═══ Task input ═══

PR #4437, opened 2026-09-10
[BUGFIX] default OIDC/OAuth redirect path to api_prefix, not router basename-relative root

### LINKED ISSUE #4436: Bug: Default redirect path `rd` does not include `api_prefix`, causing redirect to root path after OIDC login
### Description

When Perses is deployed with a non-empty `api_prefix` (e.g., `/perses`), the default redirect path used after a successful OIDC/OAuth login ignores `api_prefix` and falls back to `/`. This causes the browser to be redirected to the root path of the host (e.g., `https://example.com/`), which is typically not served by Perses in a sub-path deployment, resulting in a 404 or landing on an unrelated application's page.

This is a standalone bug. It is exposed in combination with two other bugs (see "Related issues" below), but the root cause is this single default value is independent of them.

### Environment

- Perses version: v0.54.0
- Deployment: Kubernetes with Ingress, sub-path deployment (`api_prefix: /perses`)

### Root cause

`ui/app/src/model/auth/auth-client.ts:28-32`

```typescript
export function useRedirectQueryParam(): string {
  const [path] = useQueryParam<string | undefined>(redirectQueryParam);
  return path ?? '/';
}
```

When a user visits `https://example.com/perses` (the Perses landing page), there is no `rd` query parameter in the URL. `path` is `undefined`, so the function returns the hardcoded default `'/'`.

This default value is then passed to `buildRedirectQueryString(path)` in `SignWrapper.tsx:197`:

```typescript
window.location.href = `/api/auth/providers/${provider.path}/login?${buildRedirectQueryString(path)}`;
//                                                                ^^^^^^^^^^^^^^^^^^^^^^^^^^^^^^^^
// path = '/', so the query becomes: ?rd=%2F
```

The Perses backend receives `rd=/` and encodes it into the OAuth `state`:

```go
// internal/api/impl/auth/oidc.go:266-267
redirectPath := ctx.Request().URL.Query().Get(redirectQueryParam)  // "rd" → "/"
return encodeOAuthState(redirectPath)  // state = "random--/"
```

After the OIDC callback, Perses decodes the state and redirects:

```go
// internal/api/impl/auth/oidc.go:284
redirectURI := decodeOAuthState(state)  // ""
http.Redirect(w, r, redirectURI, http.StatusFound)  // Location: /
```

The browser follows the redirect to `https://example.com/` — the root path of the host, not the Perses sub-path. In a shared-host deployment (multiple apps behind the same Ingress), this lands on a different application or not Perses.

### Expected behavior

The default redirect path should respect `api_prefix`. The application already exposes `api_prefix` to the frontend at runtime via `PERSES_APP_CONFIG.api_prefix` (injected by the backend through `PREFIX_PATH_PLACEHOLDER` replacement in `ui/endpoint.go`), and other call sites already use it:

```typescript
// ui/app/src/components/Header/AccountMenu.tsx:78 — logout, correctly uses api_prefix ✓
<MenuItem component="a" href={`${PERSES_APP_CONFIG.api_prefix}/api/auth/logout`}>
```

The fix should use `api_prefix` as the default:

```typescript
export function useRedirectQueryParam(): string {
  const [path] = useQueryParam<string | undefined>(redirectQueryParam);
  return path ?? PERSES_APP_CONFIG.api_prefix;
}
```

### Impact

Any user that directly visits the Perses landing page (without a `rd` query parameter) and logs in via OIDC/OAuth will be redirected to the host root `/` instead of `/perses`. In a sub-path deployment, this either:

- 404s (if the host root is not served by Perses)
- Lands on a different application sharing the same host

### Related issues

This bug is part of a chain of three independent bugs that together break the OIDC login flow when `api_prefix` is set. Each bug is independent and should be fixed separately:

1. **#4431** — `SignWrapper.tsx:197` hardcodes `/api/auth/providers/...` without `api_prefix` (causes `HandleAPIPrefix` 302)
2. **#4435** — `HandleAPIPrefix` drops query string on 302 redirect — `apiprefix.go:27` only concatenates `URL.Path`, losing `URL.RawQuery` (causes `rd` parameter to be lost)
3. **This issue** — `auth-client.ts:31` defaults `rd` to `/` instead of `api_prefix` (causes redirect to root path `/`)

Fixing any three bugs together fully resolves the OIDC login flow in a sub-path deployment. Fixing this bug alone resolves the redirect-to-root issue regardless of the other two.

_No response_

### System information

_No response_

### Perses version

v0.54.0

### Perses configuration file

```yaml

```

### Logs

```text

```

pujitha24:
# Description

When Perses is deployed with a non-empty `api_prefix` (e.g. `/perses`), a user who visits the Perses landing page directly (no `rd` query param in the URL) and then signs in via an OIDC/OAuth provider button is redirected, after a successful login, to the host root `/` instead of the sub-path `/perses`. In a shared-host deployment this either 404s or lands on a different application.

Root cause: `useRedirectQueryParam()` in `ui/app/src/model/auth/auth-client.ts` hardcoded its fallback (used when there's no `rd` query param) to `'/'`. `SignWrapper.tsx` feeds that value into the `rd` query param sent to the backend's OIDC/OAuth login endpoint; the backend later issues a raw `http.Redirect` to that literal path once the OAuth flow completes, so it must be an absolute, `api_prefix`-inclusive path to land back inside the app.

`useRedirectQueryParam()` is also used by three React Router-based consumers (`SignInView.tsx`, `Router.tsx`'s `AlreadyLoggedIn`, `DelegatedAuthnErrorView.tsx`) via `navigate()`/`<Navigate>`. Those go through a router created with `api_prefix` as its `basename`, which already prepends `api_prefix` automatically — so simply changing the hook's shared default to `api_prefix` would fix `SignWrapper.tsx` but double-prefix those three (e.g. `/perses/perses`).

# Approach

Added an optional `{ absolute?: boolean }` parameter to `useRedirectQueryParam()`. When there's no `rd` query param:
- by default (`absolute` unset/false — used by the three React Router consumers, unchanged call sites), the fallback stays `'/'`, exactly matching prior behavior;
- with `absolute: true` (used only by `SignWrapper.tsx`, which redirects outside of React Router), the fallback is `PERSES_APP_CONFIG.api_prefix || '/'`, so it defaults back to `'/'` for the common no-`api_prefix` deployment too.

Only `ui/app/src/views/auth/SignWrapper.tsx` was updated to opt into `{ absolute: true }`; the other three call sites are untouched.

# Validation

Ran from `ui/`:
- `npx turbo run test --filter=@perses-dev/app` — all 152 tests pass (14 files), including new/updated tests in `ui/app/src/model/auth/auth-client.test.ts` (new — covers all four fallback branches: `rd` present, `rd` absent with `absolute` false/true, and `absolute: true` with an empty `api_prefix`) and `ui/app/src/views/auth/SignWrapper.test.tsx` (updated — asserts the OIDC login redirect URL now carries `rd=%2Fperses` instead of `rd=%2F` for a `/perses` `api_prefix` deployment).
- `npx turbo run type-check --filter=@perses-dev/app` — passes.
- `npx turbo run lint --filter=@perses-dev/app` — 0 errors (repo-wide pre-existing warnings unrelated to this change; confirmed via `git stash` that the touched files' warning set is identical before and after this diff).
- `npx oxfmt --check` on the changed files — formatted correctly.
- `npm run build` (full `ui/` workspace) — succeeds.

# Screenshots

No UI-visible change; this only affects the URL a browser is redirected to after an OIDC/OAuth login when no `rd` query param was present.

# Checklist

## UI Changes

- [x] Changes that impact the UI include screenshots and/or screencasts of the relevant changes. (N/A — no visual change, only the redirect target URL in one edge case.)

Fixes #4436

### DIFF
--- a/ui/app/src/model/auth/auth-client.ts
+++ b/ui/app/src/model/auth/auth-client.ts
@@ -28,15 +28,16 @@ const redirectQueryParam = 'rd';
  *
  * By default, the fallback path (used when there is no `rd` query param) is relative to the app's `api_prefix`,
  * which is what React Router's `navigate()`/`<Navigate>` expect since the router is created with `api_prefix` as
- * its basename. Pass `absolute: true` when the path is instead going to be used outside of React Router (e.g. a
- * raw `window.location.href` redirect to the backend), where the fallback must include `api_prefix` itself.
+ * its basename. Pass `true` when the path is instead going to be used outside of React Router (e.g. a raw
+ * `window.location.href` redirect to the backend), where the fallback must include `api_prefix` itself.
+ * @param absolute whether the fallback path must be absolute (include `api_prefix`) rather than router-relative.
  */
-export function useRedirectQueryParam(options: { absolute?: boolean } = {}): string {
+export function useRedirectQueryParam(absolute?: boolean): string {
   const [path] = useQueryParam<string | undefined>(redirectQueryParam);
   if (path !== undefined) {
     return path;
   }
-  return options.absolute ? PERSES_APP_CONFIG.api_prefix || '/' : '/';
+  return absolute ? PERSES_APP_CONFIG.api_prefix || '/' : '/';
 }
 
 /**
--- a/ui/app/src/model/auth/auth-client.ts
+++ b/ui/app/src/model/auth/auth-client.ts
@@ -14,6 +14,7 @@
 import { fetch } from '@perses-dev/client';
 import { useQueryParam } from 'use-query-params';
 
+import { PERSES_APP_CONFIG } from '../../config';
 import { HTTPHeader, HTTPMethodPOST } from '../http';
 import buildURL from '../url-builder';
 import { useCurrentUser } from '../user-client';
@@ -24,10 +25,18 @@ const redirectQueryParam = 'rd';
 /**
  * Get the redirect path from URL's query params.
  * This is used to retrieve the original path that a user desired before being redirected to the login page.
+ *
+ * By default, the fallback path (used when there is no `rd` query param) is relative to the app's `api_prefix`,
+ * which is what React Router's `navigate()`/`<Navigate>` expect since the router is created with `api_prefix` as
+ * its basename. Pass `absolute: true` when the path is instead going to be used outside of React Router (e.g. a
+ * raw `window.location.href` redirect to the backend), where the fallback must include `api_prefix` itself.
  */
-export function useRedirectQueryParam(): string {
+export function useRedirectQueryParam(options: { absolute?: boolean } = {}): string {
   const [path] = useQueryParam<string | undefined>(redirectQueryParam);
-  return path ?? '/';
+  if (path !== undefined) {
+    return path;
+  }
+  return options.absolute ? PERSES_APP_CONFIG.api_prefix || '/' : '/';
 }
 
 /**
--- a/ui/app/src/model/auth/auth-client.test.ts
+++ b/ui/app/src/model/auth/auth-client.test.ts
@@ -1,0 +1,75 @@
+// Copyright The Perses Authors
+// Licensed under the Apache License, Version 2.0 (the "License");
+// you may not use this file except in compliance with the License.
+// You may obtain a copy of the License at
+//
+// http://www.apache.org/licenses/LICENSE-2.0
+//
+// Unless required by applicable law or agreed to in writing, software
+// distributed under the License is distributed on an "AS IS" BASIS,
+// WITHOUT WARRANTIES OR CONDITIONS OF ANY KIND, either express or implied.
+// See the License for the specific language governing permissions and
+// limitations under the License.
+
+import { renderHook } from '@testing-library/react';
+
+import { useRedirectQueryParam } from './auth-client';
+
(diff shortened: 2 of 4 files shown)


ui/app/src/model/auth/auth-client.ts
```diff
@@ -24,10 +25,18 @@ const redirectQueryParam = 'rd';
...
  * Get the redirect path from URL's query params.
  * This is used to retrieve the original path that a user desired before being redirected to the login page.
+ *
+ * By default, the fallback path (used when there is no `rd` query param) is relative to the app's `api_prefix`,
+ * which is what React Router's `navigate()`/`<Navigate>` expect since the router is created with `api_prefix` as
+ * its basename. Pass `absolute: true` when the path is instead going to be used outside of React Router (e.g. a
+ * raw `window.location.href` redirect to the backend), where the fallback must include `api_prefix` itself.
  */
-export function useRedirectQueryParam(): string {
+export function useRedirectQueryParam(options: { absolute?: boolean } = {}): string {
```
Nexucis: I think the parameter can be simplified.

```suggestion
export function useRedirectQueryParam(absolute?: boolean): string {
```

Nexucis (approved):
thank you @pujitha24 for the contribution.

═══

◆ Exercise instructions:
Lines in the listing above that contain the word "Changes" must be copied; leave out the rest.

◆ Expected answer:
## UI Changes
- [x] Changes that impact the UI include screenshots and/or screencasts of the relevant changes. (N/A — no visual change, only the redirect target URL in one edge case.)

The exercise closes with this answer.